Question : Which of the following information can be captured using Framework level counters? A. CPU Statistics e.g. total time spent executing map and reduce tasks B. Garbage collect ion counter C. How much RAM was consumed by all tasks D. A,B E. A,B,C
1. CPU Statistics e.g. total time spent executing map and reduce tasks
Correct Answer : Get Lastest Questions and Answer : Explanation: Counters represent global counters, defined either by the MapReduce framework or applications. Each Counter can be of any Enum type. Counters of a particular Enum are bunched into groups of type Counters.Group.
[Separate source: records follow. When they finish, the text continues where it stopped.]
PR #30036, opened 2025-05-22
Patch 2

valentingregoire:

Updated the code examples for the Policies docs.

### DIFF
--- a/docs/permissions/frontend-integration.md
+++ b/docs/permissions/frontend-integration.md
@@ -13,16 +13,11 @@ However, there are some cases where the integrator needs to supplement the polic
 If your Backstage permission policy may return a `DENY` for users requesting the `catalogEntityCreatePermission`, it may make sense, for example, to remove access to the `/catalog-import` page entirely:
 
 ```tsx title="packages/app/src/App.tsx"
-/* highlight-add-start */
 import { RequirePermission } from '@backstage/plugin-permission-react';
-import { catalogEntityCreatePermission } from '@backstage/plugin-catalog-common';
-/* highlight-add-end */
+import { catalogEntityCreatePermission } from '@backstage/plugin-catalog-common/alpha';
 
 const routes = (
   <FlatRoutes>
-    {/* highlight-remove-next-line */}
-    <Route path="/catalog-import" element={<CatalogImportPage />} />
-    {/* highlight-add-start */}
     <Route
       path="/catalog-import"
       element={
@@ -31,7 +26,6 @@ const routes = (
         </RequirePermission>
       }
     />
-    {/* highlight-add-end */}
     {/* ... */}
   </FlatRoutes>
 );
--- a/docs/permissions/writing-a-policy.md
+++ b/docs/permissions/writing-a-policy.md
@@ -92,6 +92,13 @@ import {
   catalogEntityDeletePermission,
 } from '@backstage/plugin-catalog-common/alpha';
 /* highlight-add-end */
+import {
+  PermissionPolicy,
+  PolicyQuery,
+  /* highlight-add-next-line */
+  PolicyQueryUser,
+} from '@backstage/plugin-permission-node';
+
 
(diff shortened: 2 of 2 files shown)


docs/permissions/frontend-integration.md
```diff
@@ -13,16 +13,11 @@ However, there are some cases where the integrator needs to supplement the polic
 If your Backstage permission policy may return a `DENY` for users requesting the `catalogEntityCreatePermission`, it may make sense, for example, to remove access to the `/catalog-import` page entirely:
 
 ```tsx title="packages/app/src/App.tsx"
-/* highlight-add-start */
 import { RequirePermission } from '@backstage/plugin-permission-react';
-import { catalogEntityCreatePermission } from '@backstage/plugin-catalog-common';
-/* highlight-add-end */
+import { catalogEntityCreatePermission } from '@backstage/plugin-catalog-common/alpha';
```
awanlin, line 17: I'm no entirely sure I understand this change. The way it is now it shows the before and after of the change which can be helpful. Is there something technical I'm missing here?

valentingregoire: Yes, but the current setup (meaning, starting from a brand-new Backstage installation) will provide the exact code that is shown in the example (and some more stuff).

awanlin: Ah, I stand corrected, thanks for pointing that out! I think we need to either keep it as is with the `/alpha` correction or find a better example. I think moving forward with this as you have it when you read the text before the example it doesn't make much sense to me. Going to ask the other Docs Maintainers for their thoughts. 🤔

valentingregoire: Just to clarify, only the frontend integration example is the same as the default code. The other changes do apply correctly.

Parsifal-M: Heya! 👋 

Apologies if I am misunderstanding, but there is two ways to look at this document I suppose, from the point of "I've just spun up a new backstage app with the create-app" and the I've had backstage for a while but never used permissions.

Would it not be better to instead just highlight somewhere that if you have spun up a new backstage app you don't/won't need to make these changes?

Am I on the same page here? 😅  WDYT?

valentingregoire: That's also a good idea, then it's clear why there's no added (green) lines of code, and no removed (red) lines of code. I'll add that in.

docs/permissions/frontend-integration.md
```diff
@@ -4,6 +4,10 @@ title: Frontend Integration
 description: How to place your Backstage frontend components behind authorization
 ---
 
+:::info
+Starting with a [fresh Backstage installation](https://backstage.io/docs/getting-started/), the code example below is already implemented, so there are no code actual code changes required.
```
freben:
```suggestion
Starting with a [fresh Backstage installation](https://backstage.io/docs/getting-started/), the code example below is already implemented, so there are no actual code changes required.
```

freben (approved):
Alright. Before we merge this, could you try rebasing it on latest master to be sure that the microsite build steps actually go green?

valentingregoire:
> Alright. Before we merge this, could you try rebasing it on latest master to be sure that the microsite build steps actually go green?

@freben, I wasn't aware that this was needed, I was already wondering what was wrong. The Merge is still blocked because of the change requests. It's unclear why, but I assume just a rereview.

docs/permissions/frontend-integration.md
```diff
@@ -31,7 +30,6 @@ const routes = (
         </RequirePermission>
```
aramissennyeydd, line 31: Could we add a highlight here to indicate that this is the relevant permission section? Small thing but with the changes this code block would have no highlighting which is likely confusing.

aramissennyeydd (approved):

awanlin (approved):
🚢

PR #30038, opened 2025-05-23
OpenAPI Basic Auth

mpsanchis:

     
 Consider security of OpenAPI specs and generate client's parameters (username+password instead of token) and headers (Basic instead of Bearer) if basicAuth.
 
 ⚠️  Note: other cases not considered. The attempt is to only include BasicAuth in this PR, but this probably needs more attention to tackle other security specs. So far, it was defaulting to Bearer + Token in all cases.

- [❓] Added or updated documentation  


sxmair:
Thanks @mpsanchis . Adding additional context here to clarify the scope and implementation of this PR:

**What this PR fixes**
Previously, the generated clients always included:

- A `token` field in the RequestOptions interface
- An unconditional `Authorization` header injected as `Bearer ${token}`

This behavior occurred regardless of the actual `http` auth scheme defined in the OpenAPI spec, including cases where `basic` authentication was intended. As a result, even when `basicAuth` was declared, the generated clients expected a token and injected a Bearer token in the header.


------------------------

**What this PR changes**
This PR updates the Mustache template to explicitly support `basicAuth` by:

- Conditionally rendering `username` and `password` in `RequestOptions` only when `isBasicBasic` is true
- Falls back to rendering `token` as before, when `isBasicBasic` is false
- Generating the appropriate Authorization header based on the detected auth scheme:
  - `Authorization: Basic <base64-encoded-credentials>` when using `BasicAuth`
  - `Authorization: Bearer <token>` as the default fallback for other schemes

----------------------

**Why `authMethods` is now required**
In the previous implementation, the Authorization header was always included using a fixed logic block like:

```
...(options?.token && { Authorization: `Bearer ${options?.token}` }),
```
This was applied regardless of whether the declared `http` auth scheme was `basic` or `bearer`, the template always defaulted to injecting a `Bearer` token header.


By introducing the `{{#authMethods}}` block:

- The template now avoids incorrect generation of the `RequestOptions` interface. For example, without `authMethods`, `basicAuth` would still render a `token?: string` field, even though `username` and `password` are the intended inputs
- It enables proper iteration over defined auth schemes, which is necessary because Mustache only evaluates nested conditionals `{{#isBasicBasic}}` and `{{^isBasicBasic}}` if `authMethods `is present. Without `authMethods`, those inner conditionals never evaluate, and the Authorization header block is never generated.

This change ensures that when a `basic` scheme is explicitly declared in the OpenAPI `securitySchemes`, the generated client correctly expects `username` and `password` in `RequestOptions`, and injects the appropriate `Authorization: Basic <credentials>` header. For all other schemes, it falls back to the previous template behavior of using a `token` and injecting a `Bearer` token header, aligning the output with what the OpenAPI spec defines.

PR #30043, opened 2025-05-23
Update the URL when the "Processing Status" filters change

### LINKED ISSUE #29999: "Processing Status" filters are not shareable by URL
### 📜 Issue Labels

### 🔎 Search Terms

```plain
"processing status", "orphan"
```

### 🗃️ Project Area

Catalog

### 🔗 External Integration

N/A

### 📝 Description & Context

On the catalog page, all default filters in the side panel are added to/updated in the URL except for the ones concerning "Processing Status".
Therefore, a view to the specific entities that are orphaned or have errors cannot be shared via URL.

### 👍 Expected Behavior

"Processing Status" should be treated like the other catalog filters.

### 📦 Reproduction Repo

_No response_

### 🥾 Reproduction steps

1. Go to the [demo deployment](https://demo.backstage.io/catalog) of Backstage
2. Go to the Component view of the UI (the above link should already bring you here)
3. Use the "Processing Status" filter "Is Orphan"
4. Notice how the URL was not updated when applying this specific filter
5. Notice how applying any other filter category updates the URL with the filter condition

letrunghieu:

Close #29999.

Update the URL when the "Processing Status" filters change.

### DIFF
--- a/plugins/catalog-react/src/components/EntityProcessingStatusPicker/EntityProcessingStatusPicker.tsx
+++ b/plugins/catalog-react/src/components/EntityProcessingStatusPicker/EntityProcessingStatusPicker.tsx
@@ -21,11 +21,12 @@ import FormControlLabel from '@material-ui/core/FormControlLabel';
 import { makeStyles } from '@material-ui/core/styles';
 import CheckBoxIcon from '@material-ui/icons/CheckBox';
 import CheckBoxOutlineBlankIcon from '@material-ui/icons/CheckBoxOutlineBlank';
-import { useState } from 'react';
+import { useEffect, useState } from 'react';
 import { useEntityList } from '../../hooks';
 import { catalogReactTranslationRef } from '../../translation';
 import { useTranslationRef } from '@backstage/core-plugin-api/alpha';
 import { CatalogAutocomplete } from '../CatalogAutocomplete';
+import { EntityFilter } from '../../types';
 
 /** @public */
 export type CatalogReactEntityProcessingStatusPickerClassKey = 'input';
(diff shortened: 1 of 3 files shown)


benjdlambert:
Hey @letrunghieu :wave:

Thanks for this PR! Can we get some accompanying tests here to avoid regressions in the future? :pray:

letrunghieu:
> Hey @letrunghieu 👋
> 
> Thanks for this PR! Can we get some accompanying tests here to avoid regressions in the future? 🙏

Yes, sure. Let me add some tests to the PR.

letrunghieu:
I've added new test cases to cover the bug in this PR @benjdlambert

plugins/catalog-react/src/components/EntityProcessingStatusPicker/EntityProcessingStatusPicker.test.tsx
```diff
@@ -109,4 +109,23 @@ describe('<EntityProcessingStatusPicker/>', () => {
...
+          queryParameters,
+        }}
+      >
+        <EntityProcessingStatusPicker />
+      </MockEntityListContextProvider>,
+    );
+
+    expect(screen.getByText('Processing Status')).toBeInTheDocument();
+    expect(screen.getByText('Is Orphan')).toBeInTheDocument();
+    expect(screen.getByText('Has Error')).toBeInTheDocument();
```
vinzscam, line 129: mmm these two strings are always rendered even when the filters are not selected

plugins/catalog-react/src/components/EntityProcessingStatusPicker/EntityProcessingStatusPicker.tsx
```diff
@@ -42,29 +43,50 @@ const useStyles = makeStyles(
...
+    updateFilters(
+      Object.fromEntries(
+        Object.keys(advanceFilterOptions).map(key => [
+          key,
+          selectedAdvancedItems.includes(advanceFilterOptions[key].label)
+            ? advanceFilterOptions[key].createFilterFn()
+            : undefined,
+        ]),
+      ),
+    );
```
vinzscam: any reason why you are removing the filter when the value is not selected? I would to keep it, otherwise manually toggling `orphan=false` won't work

vinzscam (changes requested):
thank you 🙏

plugins/catalog-react/src/components/EntityProcessingStatusPicker/EntityProcessingStatusPicker.tsx
```diff
@@ -42,29 +43,50 @@ const useStyles = makeStyles(
...
   const classes = useStyles();
-  const { updateFilters } = useEntityList();
+  const { updateFilters, queryParameters } = useEntityList();
   const { t } = useTranslationRef(catalogReactTranslationRef);
 
   const [selectedAdvancedItems, setSelectedAdvancedItems] = useState<string[]>(
-    [],
+    Object.keys(queryParameters)
+      .filter(key => key in advanceFilterOptions)
+      .map(key => advanceFilterOptions[key].label),
```
vinzscam: this is a bit ambiguous, I guess we should check the value of the filters instead?

plugins/catalog-react/src/components/EntityProcessingStatusPicker/EntityProcessingStatusPicker.test.tsx
letrunghieu: These two strings are only rendered after we clicked the `processing-status-picker-expand` button. In this test, we don't click on the expand button yet. The test will fails without the changes in this PR.

We can comment the line of `fireEvent.click(screen.getByTestId('processing-status-picker-expand'));` in the `renders all processing status options` test case the that test will fails because these two string are not rendered before we clicking the expand button.

plugins/catalog-react/src/components/EntityProcessingStatusPicker/EntityProcessingStatusPicker.tsx
letrunghieu: Nice catch! I have updated the filter here and added the test case for this.

plugins/catalog-react/src/components/EntityProcessingStatusPicker/EntityProcessingStatusPicker.tsx
letrunghieu: The current UI only has two states: checked (the label is visible) and unchecked (the label is removed). I don't think we can filter entities with `orphan = false` with the current implementation 🤔 

We can manually set the `filters[orphan]=false` in the query string, but @vinzscam, I don't see the current UI supporting rendering that case.

letrunghieu:
Hi @vinzscam , could you take a look at this PR again, please?

PR #30070, opened 2025-05-27
scaffolder-backend: :broom: part 2

benjdlambert:
Cleans up the old backend system exports.


plugins/scaffolder-backend/src/service/router.ts
```diff
@@ -170,11 +128,6 @@ export interface RouterOptions {
   catalogClient: CatalogApi;
   scheduler?: SchedulerService;
   actions?: TemplateAction<any, any, any>[];
-  /**
-   * @deprecated taskWorkers is deprecated in favor of concurrentTasksLimit option with a single TaskWorker
-   * @defaultValue 1
-   */
-  taskWorkers?: number;
```
freben, line 177: Is it reasonable to have a config setting for this? Feels fairly reasonable to have more than one per host, for most types of actions etc, if they are mostly I/O bound.

freben (approved):

Issue #30021, opened 2025-05-21
Auditor error logging incompatible with Winston + Elasticsearch Error parsing


KaiReichart:
### 📜 Issue Labels

- [x] Please familiarize yourself with the issue labels used in this project: [LABELS.md](https://github.com/backstage/backstage/blob/master/LABELS.md)

### 🔎 Search Terms

```plain
error, winston, auditor
```

### 🗃️ Project Area

Auditor

### 🔗 External Integration

Other

### 📝 Description & Context

The auditor error logging [creates logs the following format](https://github.com/backstage/backstage/blob/master/packages/backend-defaults/src/entrypoints/auditor/DefaultAuditorService.ts#L198):

```
        await this.log({
          ...options,
          ...params,
          error: String(params.error),
          meta: { ...options.meta, ...params?.meta },
          status: 'failed',
        });
```

```
{
   [...]
    error: "NotFoundError ..."
   [...]
}
```

```
[backend]: {"@timestamp":"2025-05-21T12:28:05.009Z","actor":{"actorId":"plugin:statuses","hostname":"localhost","ip":"::1","userAgent":"node-fetch/1.0 (+https://github.com/bitinn/node-fetch)"},"ecs.version":"8.10.0","error":"NotFoundError: No entity named 'REDACTEX' found, with kind 'component' in namespace 'default'","eventId":"entity-fetch","isAuditEvent":true,"log.level":"debug","message":"catalog.entity-fetch","meta":{"entityRef":"component:default/REDACTEDo","queryType":"by-name"},"plugin":"catalog","request":{"method":"GET","url":"/api/catalog/entities/by-name/component/default/REDACTED"},"severityLevel":"low","span_id":"53836d3cc2227b4f","status":"failed","trace_flags":"01","trace_id":"81f27bf03e229313f94f348d28b2d3df"}
```

This is incompatible with the error parsing logic of ElasticSearch, which expects the value behind the `error` key to be an object. This is leading to parsing errors for these log lines in ElasticSearch

```
      "{\"type\":\"document_parsing_exception\",\"reason\":\"[1:958] object mapping for [error] tried to parse field [error] as object, but found a concrete value\"}"
```

### 👍 Expected Behavior

The auditor should differentiate between error, debug and info log messages, and use the appropriate methods of the logger. Then, the logged error messages should follow the configured log format of the root logger.

### Have you read the Code of Conduct?

[...]

PR #30072, opened 2025-05-27
feat: propagate errors as objects and align Winston auditor service

schultzp2020:

fixes https://github.com/backstage/backstage/issues/30021

Enhances error handling in the auditor service factory to pass errors as objects. 
Aligns `WinstonRootAuditorService` with the default service factory's error handling.

### DIFF
--- a/packages/backend-defaults/report-auditor.api.md
+++ b/packages/backend-defaults/report-auditor.api.md
@@ -8,6 +8,7 @@ import type { AuditorServiceCreateEventOptions } from '@backstage/backend-plugin
 import type { AuditorServiceEvent } from '@backstage/backend-plugin-api';
 import type { AuditorServiceEventSeverityLevel } from '@backstage/backend-plugin-api';
 import type { AuthService } from '@backstage/backend-plugin-api';
+import { Config } from '@backstage/config';
 import type { Format } from 'logform';
 import type { HttpAuthService } from '@backstage/backend-plugin-api';
 import type { JsonObject } from '@backstage/types';
@@ -58,7 +59,7 @@ export type AuditorEventStatus =
     }
   | {
       status: 'failed';
-      error: string;
+      error: Error;
     };
 
 // @public
@@ -95,6 +96,7 @@ export class WinstonRootAuditorService {
   // (undocumented)
   forPlugin(deps: {
     auth: AuthService;
+    config: Config;
     httpAuth: HttpAuthService;
     plugin: PluginMetadataService;
   }): AuditorService;
--- a/packages/backend-defaults/src/entrypoints/auditor/WinstonRootAuditorService.test.ts
+++ b/packages/backend-defaults/src/entrypoints/auditor/WinstonRootAuditorService.test.ts
@@ -32,6 +32,7 @@ describe('WinstonRootAuditorService', () => {
       plugin: {
         getId: () => 'test-plugin',
       },
+      config: mockServices.rootConfig.mock(),
     });
     expect(childLogger).toBeInstanceOf(DefaultAuditorService);
   });
@@ -45,6 +46,7 @@ describe('WinstonRootAuditorService', () => {
       plugin: {
         getId: () => pluginId,
       },
+      config: mockServices.rootConfig.mock(),
     });
     // workaround to spy on private method
     const auditorSpy = jest.spyOn(auditor as any, 'log');
@@ -68,6 +70,7 @@ describe('WinstonRootAuditorService', () => {
       plugin: {
         getId: () => pluginId,
       },
+      config: mockServices.rootConfig.mock(),
     });
     // workaround to spy on private method
     const auditorSpy = jest.spyOn(auditor as any, 'log');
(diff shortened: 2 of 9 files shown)


packages/backend-defaults/src/entrypoints/auditor/WinstonRootAuditorService.test.ts
```diff
@@ -32,6 +32,7 @@ describe('WinstonRootAuditorService', () => {
       plugin: {
         getId: () => 'test-plugin',
       },
+      config: mockServices.rootConfig.mock(),
```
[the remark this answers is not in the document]
fearphage: @freben The noise of this repetition is obscuring what's unique about each test. There's a reason that `setup`/`beforeEach` hooks exist. However for some reason all these tests have decided to inline the setup instead of using those hooks. I don't believe the added noise is benefiting the readers/maintainers.

I'm planning to submit the test clean up after this is merged if it doesn't land here.

schultzp2020:
@freben PTAL? 🙏

packages/backend-defaults/src/entrypoints/auditor/utils.ts
```diff
@@ -0,0 +1,68 @@
...
+/**
+ * Validates the `backend.auditor.severityLogLevelMappings` configuration.
+ *
+ * @param config - The root Backstage {@link @backstage/config#Config} object.
+ * @returns The validated severity-to-log-level mappings.
+ * @throws error - {@link @backstage/errors#InputError} if the mapping configuration is invalid.
+ *
+ * @public
+ */
+export function validateSeverityLogLevelMappings(config: Config) {
```
freben: this one could have been named `getX` since that's what it does (validation while doing so is implied); `validateX` functions often have a void return type. But no need to change it

packages/backend-defaults/src/entrypoints/auditor/utils.ts
```diff
@@ -0,0 +1,68 @@
...
+import { CONFIG_ROOT_KEY, severityLogLevelMappingsSchema } from './types';
+
+/**
+ * Validates the `backend.auditor.severityLogLevelMappings` configuration.
+ *
+ * @param config - The root Backstage {@link @backstage/config#Config} object.
+ * @returns The validated severity-to-log-level mappings.
+ * @throws error - {@link @backstage/errors#InputError} if the mapping configuration is invalid.
+ *
+ * @public
```
freben:
```suggestion
```

right?

packages/backend-defaults/src/entrypoints/auditor/utils.ts
```diff
@@ -0,0 +1,68 @@
...
+    critical:
+      auditorConfig?.getOptionalString('severityLogLevelMappings.critical') ??
+      'info',
+  } as Required<z.infer<typeof severityLogLevelMappingsSchema>>;
+
+  const res = severityLogLevelMappingsSchema.safeParse(
+    severityLogLevelMappings,
+  );
+  if (!res.success) {
+    const key = res.error.issues.at(0)?.path.at(0) as string;
```
freben, line 51: This rich error handling risks throwing new errors 🤔 especially with the unknown casts. There are also no tests for this. And if I read the code right, it just assumes that the error is of a certain class of error, while others might occur as well perhaps?

I think we often just show `res.error.toString()` which turns out to be human readable.

packages/backend-defaults/src/entrypoints/auditor/utils.ts
schultzp2020: Good point, I forgot to rename it when I added a return value. 😅

packages/backend-defaults/src/entrypoints/auditor/utils.ts
schultzp2020: Unfortunately the error is not clean when using `res.error.toString()`. The current state was requested in a previous PR to clean up the error message. 

```
"Failed to instantiate service 'core.auditor' for 'test' because the factory function threw an error, InputError: [
      {
        \"received\": \"invalidloglevel\",
        \"code\": \"invalid_enum_value\",
        \"options\": [
          \"debug\",
          \"info\",
          \"warn\",
          \"error\"
        ],
        \"path\": [
          \"low\"
        ],
        \"message\": \"Invalid enum value. Expected 'debug' | 'info' | 'warn' | 'error', received 'invalidloglevel'\"
      }
    ]"
```

schultzp2020:
@freben PTAL?

packages/backend-defaults/report-auditor.api.md
```diff
@@ -95,6 +96,7 @@ export class WinstonRootAuditorService {
   // (undocumented)
   forPlugin(deps: {
     auth: AuthService;
+    config: Config;
```
freben, line 99: One minor nit here that maybe you can fix in a follow-up: The rest of the deps here are plugin scoped (and services), while this is root scoped (and not a service, which it maybe could be). I'd suggest adding a `config: RootConfigService` to `WinstonRootAuditorServiceOptions` and removing it from here. Then there may also be opportunity to just compute the level mapping once in the constructor.

freben (approved):

PR #30076, opened 2025-05-28
feat: catalog table columns support i18n

mario-mui:


mario-mui:
> @mario-mui Can you please provide a screenshot for the areas affected by the i18n changes? 🙏

sure

plugins/catalog/report.api.md
```diff
@@ -154,35 +154,7 @@ export interface CatalogSearchResultListItemProps {
 }
 
 // @public
-export const CatalogTable: {
-  (props: CatalogTableProps): JSX_2.Element;
-  columns: Readonly<{
```
benjdlambert: We can't make this change just yet, it's a breaking change. 

If we want to go down the hooks route, it's most likely what we want to do is move the hook to `-react` package, and then deprecate this export. But with the upcoming changes to NFS, that could also have an affect on how these columns are structured and used.

I'm wondering if we should just skip this refactor for now, and revisit once we have a clearer understanding of what we need to do?

benjdlambert (changes requested):
I believe that we can solve this another way, even though I kind of like the hooks approach it's a breaking change that I think we want to avoid for now.

I think that you can provide a `() => ReactElement` as the `title`, so we'd want to create probably a little `HOC` that takes a translation key and does something like;

```tsx
const TitleColumn = (props: { translationKey }) => { 
  const { t } = useTranslation();
  return t(translationsKey)
});
...

createSystemColumn(): TableColumn<CatalogTableRow> {
    return {
      title: <TitleColumn translationKey="title" />
      field: 'resolved.partOfSystemRelationTitle',
      customFilterAndSearch: (query, row) => {
        if (!row.resolved.partOfSystemRelations) {
          return false;
        }

        const systemNames = row.resolved.partOfSystemRelations.map(
          ref => ref.name,
        ); // Extract system names from entityRefs

        const searchText = systemNames.join(', ').toLocaleUpperCase('en-US');
        return searchText.includes(query.toLocaleUpperCase('en-US'));
      },
      render: ({ resolved }) => (
        <EntityRefLinks
          entityRefs={resolved.partOfSystemRelations}
          defaultKind="system"
        />
      ),
    };
  },
...
```

Or something like that?

plugins/catalog/report.api.md
mario-mui: Ok, I will try some effort to stop this breaking change.

mario-mui:
@benjdlambert please have a look

mario-mui:
ping @benjdlambert please have a look

plugins/catalog-react/src/components/EntityTable/TitleColumn.tsx
```diff
@@ -0,0 +1,35 @@
...
+ * @alpha
+ */
+export type EntityTableColumnTitleProps = {
+  translationKey: keyof typeof entityTableColumnTitleTranslationRef.T;
+};
+
+/**
+ * @alpha
+ */
+export const EntityTableColumnTitle = ({
```
schultzp2020, line 42: Do you think it would be beneficial to expose this in the `@backstage/frontend-plugin-api` package so we can do the same non breaking changes elsewhere?

benjdlambert: Hmm, maybe, but probably doesn't have to block this PR. Ideally it would be part of the translation API's that would let you pass in the `translationRef` and a `key` from that ref.

plugins/catalog-react/src/translation.ts
```diff
@@ -126,3 +126,22 @@ export const catalogReactTranslationRef = createTranslationRef({
     },
   },
 });
+
+/** @alpha */
+export const entityTableColumnTitleTranslationRef = createTranslationRef({
```
benjdlambert: Why is this a separate ref? Should it not just be added to the above messages?

mario-mui: ok

mario-mui:
@benjdlambert please have a look

plugins/catalog-react/src/translation.ts
```diff
@@ -16,6 +16,24 @@
 
 import { createTranslationRef } from '@backstage/core-plugin-api/alpha';
 
+/**
+ * @alpha
+ */
+export const entityTableColumnTitle = {
```
benjdlambert: I think that it's going to be better just to write these inline in the ref instead. Looking at the API reports it looses the type narrowing and they're just `string`'s which could cause issue for templating later on down the line.

That and I don't see so much value in having this declared separate for now.

mario-mui: ok, But I need to define `EntityTableColumnTitleProps.translationKey` to pass `t` function type check

mario-mui:
ping @benjdlambert

mario-mui:
@awanlin someone else can review this PR?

Applications can define arbitrary Counters (of type Enum) and update them via Reporter.incrCounter(Enum, long) or Reporter.incrCounter(String, String, long) in the map and/or reduce methods. These counters are then globally aggregated by the framework.
Hadoop provides an option where a certain set of bad input records can be skipped when processing map inputs. Applications can control this feature through the SkipBadRecords class.
This feature can be used when map tasks crash deterministically on certain input. This usually happens due to bugs in the map function. Usually, the user would have to fix these bugs. This is, however, not possible sometimes. The bug may be in third party libraries, for example, for which the source code is not available. In such cases, the task never completes successfully even after multiple attempts, and the job fails. With this feature, only a small portion of data surrounding the bad records is lost, which may be acceptable for some applications (those performing statistical analysis on very large data, for example).
By default this feature is disabled. For enabling it, refer to SkipBadRecords.setMapperMaxSkipRecords(Configuration, long) and SkipBadRecords.setReducerMaxSkipGroups(Configuration, long).
With this feature enabled, the framework gets into 'skipping mode' after a certain number of map failures. For more details, see SkipBadRecords.setAttemptsToStartSkipping(Configuration, int). In 'skipping mode', map tasks maintain the range of records being processed. To do this, the framework relies on the processed record counter. See SkipBadRecords.COUNTER_MAP_PROCESSED_RECORDS and SkipBadRecords.COUNTER_REDUCE_PROCESSED_GROUPS. This counter enables the framework to know how many records have been processed successfully, and hence, what record range caused a task to crash. On further attempts, this range of records is skipped.
The number of records skipped depends on how frequently the processed record counter is incremented by the application. It is recommended that this counter be incremented after every record is processed. This may not be possible in some applications that typically batch their processing. In such cases, the framework may skip additional records surrounding the bad record. Users can control the number of skipped records through SkipBadRecords.setMapperMaxSkipRecords(Configuration, long) and SkipBadRecords.setReducerMaxSkipGroups(Configuration, long). The framework tries to narrow the range of skipped records using a binary search-like approach. The skipped range is divided into two halves and only one half gets executed. On subsequent failures, the framework figures out which half contains bad records. A task will be re-executed till the acceptable skipped value is met or all task attempts are exhausted. To increase the number of task attempts, use JobConf.setMaxMapAttempts(int) and JobConf.setMaxReduceAttempts(int).
Question : Select correct statement regarding Counters A. We can use Custom Counter in Both Reducer and Mapper for Count Bad Records or Outlier checks B. Counters can be incremented as well decremented in Mapper and Reducer C. Counter can be checked in Job History Server D. Counters are stored in the JobTracker Memory E. We can create maximum 100 Counters
Correct Answer : Get Lastest Questions and Answer : Explanation: Practically there is no limit on number of Counter. As these are stored in JobTracker memory. So Counter must be created based on JobTracker memory.
Question : What of the following information can be captured using existing counter? A. Total number of Bytes read and written B. Total number of Tasks Launched (Mapper + Reducer) C. CPU Consumed D. Memory Used E. Number of records which are ignored while Map Tasks 1. A,B,C,D 2. A,B,C,E 3. Access Mostly Uused Products by 50000+ Subscribers 4. A,B,D,E 5. B,C,D,E
Correct Answer : Get Lastest Questions and Answer : Explanation: To count anything regarding your Job Custom parameters, you have to create a Custom counter and it cannot be done , with Just built in counter.